EXERCISE:
Pull out each line of the records holding the string "behavior".
─── SUPPLIED RECORDS
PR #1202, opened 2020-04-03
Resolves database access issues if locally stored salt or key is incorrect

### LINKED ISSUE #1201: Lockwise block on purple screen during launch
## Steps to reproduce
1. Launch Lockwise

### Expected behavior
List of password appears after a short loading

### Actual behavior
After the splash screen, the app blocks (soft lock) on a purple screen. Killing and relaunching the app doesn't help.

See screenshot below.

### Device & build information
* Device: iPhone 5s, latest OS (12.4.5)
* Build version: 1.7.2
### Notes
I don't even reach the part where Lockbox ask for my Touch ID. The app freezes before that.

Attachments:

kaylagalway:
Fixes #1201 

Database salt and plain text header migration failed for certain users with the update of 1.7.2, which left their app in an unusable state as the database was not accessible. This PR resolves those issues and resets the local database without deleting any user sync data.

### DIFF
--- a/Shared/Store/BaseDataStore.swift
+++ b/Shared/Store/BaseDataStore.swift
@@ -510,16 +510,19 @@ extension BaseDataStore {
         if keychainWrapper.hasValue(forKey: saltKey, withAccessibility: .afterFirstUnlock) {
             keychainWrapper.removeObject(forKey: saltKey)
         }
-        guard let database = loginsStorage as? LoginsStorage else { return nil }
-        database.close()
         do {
──────
ANSWER BOX:
### Expected behavior
### Actual behavior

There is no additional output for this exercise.